→ **Description of the task**
Wherever the word "actions" shows up in the data, report the line it sits in.

(Records from a collection)
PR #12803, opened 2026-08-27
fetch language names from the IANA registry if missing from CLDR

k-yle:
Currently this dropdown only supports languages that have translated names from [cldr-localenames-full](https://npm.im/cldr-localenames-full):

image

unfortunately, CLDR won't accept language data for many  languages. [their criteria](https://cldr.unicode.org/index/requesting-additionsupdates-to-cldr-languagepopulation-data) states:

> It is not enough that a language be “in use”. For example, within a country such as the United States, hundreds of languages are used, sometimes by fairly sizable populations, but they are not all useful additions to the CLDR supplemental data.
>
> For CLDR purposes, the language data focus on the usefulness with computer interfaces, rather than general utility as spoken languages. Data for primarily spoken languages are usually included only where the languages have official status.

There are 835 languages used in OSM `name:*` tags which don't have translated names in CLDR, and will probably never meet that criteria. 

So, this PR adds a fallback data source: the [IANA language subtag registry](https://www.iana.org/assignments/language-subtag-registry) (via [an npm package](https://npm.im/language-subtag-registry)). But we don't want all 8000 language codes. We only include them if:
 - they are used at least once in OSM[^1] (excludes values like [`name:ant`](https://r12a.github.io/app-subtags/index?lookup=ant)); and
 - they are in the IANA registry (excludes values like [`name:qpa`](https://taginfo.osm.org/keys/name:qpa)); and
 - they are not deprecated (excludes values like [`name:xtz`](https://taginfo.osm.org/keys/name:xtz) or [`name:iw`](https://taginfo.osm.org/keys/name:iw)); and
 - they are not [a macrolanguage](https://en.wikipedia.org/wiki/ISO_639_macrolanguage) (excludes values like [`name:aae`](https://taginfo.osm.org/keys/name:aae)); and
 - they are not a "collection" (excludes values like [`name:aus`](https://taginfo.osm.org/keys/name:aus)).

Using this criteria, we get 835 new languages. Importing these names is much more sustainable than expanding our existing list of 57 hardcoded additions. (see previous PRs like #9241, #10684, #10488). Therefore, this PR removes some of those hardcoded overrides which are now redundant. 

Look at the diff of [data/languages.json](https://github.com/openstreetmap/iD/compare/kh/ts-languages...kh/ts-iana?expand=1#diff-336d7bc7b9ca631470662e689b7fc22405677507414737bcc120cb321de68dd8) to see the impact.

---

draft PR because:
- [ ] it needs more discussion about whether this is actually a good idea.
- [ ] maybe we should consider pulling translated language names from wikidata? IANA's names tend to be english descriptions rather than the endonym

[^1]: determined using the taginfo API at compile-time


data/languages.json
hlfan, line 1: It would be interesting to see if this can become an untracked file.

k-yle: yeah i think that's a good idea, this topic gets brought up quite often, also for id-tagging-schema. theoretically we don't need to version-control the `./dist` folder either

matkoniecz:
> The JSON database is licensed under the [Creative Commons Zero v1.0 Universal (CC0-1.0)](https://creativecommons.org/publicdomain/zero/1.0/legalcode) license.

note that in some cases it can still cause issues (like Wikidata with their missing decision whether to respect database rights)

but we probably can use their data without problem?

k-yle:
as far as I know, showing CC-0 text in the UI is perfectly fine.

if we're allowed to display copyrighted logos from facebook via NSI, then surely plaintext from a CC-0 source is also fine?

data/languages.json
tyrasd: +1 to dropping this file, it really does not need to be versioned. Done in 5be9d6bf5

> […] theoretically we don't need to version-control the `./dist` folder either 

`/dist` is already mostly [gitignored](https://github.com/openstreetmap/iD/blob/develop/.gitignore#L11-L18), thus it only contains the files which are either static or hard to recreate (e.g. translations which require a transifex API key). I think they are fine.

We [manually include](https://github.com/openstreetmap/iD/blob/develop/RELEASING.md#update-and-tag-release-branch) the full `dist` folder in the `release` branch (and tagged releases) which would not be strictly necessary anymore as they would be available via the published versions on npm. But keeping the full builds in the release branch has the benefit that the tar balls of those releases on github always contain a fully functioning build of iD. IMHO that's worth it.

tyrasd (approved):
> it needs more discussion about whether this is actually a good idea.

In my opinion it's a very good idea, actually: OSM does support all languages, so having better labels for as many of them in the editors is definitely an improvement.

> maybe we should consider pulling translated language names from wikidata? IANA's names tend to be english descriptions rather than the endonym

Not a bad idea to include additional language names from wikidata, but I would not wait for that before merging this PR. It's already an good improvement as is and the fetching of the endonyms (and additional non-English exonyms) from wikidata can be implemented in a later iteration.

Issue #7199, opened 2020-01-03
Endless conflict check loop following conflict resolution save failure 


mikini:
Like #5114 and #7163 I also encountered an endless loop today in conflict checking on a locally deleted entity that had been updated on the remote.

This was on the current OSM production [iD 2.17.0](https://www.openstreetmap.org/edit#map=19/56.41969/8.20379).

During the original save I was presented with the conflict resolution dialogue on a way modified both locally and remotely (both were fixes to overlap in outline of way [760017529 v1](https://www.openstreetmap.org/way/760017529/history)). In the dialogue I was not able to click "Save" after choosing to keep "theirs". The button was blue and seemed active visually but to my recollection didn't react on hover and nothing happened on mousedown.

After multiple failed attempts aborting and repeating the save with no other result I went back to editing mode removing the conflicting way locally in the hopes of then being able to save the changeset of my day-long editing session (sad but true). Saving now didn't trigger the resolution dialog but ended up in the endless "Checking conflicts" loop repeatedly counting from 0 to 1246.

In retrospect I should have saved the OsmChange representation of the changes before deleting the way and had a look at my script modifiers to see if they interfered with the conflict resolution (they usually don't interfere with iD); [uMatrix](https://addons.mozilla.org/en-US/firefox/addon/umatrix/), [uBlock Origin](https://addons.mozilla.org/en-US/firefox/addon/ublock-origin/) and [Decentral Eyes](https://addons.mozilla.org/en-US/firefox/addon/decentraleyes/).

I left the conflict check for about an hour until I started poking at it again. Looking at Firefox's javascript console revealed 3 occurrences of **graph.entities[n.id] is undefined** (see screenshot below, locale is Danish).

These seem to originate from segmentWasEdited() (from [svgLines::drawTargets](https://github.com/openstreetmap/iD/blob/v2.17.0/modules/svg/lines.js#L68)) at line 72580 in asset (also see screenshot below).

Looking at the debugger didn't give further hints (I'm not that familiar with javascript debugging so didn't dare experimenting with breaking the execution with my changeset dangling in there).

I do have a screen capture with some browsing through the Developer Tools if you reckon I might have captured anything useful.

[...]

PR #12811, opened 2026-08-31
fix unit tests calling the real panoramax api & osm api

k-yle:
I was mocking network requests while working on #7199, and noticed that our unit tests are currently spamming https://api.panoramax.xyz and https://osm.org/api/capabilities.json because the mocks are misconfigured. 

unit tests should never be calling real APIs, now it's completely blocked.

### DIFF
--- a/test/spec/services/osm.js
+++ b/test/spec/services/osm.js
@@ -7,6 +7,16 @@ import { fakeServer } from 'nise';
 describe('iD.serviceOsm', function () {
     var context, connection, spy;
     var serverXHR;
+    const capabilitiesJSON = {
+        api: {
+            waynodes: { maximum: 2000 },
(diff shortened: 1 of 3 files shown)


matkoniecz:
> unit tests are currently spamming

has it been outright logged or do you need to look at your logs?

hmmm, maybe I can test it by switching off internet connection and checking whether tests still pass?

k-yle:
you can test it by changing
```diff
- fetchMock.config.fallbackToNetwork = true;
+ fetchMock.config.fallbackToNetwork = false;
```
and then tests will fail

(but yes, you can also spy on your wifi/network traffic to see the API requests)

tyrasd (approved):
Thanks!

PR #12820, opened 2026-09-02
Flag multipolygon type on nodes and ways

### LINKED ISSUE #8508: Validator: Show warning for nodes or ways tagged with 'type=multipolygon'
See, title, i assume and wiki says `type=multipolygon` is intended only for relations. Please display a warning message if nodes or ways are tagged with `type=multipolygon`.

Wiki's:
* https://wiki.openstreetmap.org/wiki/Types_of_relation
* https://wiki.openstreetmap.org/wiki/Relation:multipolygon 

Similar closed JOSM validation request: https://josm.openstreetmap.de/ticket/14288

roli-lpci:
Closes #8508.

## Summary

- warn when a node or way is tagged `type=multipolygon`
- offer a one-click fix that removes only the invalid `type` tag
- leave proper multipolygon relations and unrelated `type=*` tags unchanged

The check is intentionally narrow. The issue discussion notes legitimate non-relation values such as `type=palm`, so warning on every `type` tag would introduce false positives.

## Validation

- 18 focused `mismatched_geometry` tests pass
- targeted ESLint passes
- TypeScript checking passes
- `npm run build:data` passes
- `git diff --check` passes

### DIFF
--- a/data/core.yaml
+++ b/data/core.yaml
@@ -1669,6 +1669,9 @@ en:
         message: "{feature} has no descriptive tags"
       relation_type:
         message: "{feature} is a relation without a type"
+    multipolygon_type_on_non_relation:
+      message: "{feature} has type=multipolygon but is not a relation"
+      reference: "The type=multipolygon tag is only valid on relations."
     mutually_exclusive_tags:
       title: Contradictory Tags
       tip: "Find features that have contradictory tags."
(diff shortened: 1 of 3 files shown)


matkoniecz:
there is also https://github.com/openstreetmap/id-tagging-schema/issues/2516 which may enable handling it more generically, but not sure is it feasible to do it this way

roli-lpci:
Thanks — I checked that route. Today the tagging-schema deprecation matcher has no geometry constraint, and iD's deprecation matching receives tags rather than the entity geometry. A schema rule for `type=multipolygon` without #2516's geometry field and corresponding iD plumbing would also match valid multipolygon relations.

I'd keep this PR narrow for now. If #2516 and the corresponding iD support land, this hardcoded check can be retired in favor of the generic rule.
* * *
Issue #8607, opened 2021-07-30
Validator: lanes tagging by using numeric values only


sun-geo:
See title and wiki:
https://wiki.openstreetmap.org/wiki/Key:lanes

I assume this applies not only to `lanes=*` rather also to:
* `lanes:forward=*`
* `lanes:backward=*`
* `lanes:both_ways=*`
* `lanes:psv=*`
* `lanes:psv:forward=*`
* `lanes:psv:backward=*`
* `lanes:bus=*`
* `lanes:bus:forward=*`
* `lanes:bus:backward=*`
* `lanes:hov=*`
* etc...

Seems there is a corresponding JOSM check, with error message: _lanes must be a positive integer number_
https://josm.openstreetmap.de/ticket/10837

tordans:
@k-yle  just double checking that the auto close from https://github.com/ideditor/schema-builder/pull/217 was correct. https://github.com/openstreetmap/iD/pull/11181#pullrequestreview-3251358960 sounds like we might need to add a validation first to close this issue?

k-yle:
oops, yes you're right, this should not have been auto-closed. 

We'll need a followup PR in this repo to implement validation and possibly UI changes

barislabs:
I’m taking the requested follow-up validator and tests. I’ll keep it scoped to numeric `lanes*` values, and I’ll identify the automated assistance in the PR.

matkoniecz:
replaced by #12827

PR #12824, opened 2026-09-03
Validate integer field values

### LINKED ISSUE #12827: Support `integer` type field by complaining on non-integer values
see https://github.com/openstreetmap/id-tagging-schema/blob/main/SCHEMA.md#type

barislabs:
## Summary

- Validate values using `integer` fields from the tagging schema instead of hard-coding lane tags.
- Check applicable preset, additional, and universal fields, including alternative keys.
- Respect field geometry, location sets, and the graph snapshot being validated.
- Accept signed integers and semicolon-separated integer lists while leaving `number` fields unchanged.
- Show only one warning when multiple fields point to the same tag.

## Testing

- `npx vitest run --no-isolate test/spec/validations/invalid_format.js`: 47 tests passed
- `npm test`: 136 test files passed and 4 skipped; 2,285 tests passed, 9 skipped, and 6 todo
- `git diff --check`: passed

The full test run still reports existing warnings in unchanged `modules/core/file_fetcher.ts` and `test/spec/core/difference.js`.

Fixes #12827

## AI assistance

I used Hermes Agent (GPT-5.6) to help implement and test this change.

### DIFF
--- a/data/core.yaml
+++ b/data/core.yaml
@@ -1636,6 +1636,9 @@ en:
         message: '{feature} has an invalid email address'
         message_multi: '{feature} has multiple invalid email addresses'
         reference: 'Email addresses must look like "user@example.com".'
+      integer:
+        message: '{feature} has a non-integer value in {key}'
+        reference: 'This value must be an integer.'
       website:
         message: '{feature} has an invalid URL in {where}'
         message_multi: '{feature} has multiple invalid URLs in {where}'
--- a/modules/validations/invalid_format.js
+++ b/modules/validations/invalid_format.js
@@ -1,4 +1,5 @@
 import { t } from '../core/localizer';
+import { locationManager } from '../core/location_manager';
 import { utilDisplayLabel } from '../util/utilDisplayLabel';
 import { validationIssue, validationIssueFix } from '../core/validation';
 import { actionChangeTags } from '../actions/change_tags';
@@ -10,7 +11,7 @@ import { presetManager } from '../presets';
...
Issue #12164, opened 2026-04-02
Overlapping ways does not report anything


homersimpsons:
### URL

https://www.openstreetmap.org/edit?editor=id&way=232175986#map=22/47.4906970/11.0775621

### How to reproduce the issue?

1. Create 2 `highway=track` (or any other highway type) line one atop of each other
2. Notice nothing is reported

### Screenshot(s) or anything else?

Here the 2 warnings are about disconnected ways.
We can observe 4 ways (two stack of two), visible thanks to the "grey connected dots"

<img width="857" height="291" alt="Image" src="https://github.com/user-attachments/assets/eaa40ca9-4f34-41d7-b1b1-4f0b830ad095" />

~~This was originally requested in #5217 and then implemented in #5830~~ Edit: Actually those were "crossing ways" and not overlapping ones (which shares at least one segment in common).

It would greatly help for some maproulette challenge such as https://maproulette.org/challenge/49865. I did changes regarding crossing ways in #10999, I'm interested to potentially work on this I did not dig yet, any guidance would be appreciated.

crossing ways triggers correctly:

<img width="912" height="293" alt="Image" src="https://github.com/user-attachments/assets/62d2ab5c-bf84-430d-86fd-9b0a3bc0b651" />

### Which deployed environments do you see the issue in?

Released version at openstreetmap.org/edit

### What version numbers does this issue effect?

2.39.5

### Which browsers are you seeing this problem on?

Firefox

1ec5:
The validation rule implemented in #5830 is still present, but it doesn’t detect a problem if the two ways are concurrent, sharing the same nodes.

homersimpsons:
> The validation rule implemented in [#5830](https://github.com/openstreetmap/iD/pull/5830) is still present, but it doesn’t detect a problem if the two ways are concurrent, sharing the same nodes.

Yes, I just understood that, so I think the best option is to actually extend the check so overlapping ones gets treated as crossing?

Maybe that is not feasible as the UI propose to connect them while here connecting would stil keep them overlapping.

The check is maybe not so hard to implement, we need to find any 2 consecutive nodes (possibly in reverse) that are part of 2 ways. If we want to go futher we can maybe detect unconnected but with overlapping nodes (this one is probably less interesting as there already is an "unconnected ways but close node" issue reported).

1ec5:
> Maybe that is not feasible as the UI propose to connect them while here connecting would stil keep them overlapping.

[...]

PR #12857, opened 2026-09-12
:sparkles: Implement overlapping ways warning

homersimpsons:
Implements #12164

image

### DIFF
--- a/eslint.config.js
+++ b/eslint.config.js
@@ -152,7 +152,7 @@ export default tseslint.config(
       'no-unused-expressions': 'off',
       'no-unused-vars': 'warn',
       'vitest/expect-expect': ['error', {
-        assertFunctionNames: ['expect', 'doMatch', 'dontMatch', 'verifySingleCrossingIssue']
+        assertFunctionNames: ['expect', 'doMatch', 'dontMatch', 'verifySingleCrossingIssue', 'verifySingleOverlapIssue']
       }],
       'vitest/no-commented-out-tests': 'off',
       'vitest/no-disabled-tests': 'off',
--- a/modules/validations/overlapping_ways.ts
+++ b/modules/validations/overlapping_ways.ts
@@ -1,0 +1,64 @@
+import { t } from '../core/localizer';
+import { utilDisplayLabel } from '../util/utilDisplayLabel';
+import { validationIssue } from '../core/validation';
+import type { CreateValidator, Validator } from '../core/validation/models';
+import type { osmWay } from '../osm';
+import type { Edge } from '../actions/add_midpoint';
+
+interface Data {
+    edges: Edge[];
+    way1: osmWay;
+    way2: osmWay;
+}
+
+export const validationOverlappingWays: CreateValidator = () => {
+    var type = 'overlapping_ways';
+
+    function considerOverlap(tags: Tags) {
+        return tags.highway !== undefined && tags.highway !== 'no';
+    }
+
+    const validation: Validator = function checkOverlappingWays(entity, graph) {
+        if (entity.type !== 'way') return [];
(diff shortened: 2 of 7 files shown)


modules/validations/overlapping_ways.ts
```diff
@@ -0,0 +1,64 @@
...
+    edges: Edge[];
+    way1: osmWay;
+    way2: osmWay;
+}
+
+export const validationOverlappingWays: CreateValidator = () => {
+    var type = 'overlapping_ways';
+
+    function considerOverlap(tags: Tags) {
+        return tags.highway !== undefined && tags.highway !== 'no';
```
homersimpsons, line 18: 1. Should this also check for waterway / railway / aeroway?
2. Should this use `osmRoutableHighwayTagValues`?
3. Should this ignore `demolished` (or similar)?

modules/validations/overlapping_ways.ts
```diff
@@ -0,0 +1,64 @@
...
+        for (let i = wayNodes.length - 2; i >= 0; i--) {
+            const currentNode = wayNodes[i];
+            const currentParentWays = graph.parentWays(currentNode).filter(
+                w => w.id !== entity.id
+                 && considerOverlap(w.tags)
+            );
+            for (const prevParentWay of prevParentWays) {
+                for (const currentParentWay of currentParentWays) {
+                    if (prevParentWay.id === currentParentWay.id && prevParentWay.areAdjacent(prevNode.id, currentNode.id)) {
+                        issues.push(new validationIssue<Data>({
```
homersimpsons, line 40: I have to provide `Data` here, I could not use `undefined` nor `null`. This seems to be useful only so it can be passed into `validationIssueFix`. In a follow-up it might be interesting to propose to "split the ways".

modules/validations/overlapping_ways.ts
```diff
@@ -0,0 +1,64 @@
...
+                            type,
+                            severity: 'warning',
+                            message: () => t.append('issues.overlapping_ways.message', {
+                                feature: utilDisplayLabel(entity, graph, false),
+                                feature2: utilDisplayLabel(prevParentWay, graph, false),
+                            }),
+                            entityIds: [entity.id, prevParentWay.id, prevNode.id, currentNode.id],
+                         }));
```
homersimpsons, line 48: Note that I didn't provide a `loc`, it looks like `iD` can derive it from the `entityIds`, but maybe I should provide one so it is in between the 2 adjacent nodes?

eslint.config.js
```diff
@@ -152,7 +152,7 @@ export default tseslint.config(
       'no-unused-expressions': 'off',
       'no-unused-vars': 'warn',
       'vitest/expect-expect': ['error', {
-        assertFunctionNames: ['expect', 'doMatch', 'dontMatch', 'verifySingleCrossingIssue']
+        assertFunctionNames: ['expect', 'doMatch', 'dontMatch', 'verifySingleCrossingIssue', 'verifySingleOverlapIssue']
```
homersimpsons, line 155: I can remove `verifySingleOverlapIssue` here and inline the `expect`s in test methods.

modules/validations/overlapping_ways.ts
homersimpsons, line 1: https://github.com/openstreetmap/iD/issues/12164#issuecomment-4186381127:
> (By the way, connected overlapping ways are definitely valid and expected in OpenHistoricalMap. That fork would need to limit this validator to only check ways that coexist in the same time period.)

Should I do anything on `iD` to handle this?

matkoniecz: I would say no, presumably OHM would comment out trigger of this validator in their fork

→ **Result**
 import { actionChangeTags } from '../actions/change_tags';
+import type { Edge } from '../actions/add_midpoint';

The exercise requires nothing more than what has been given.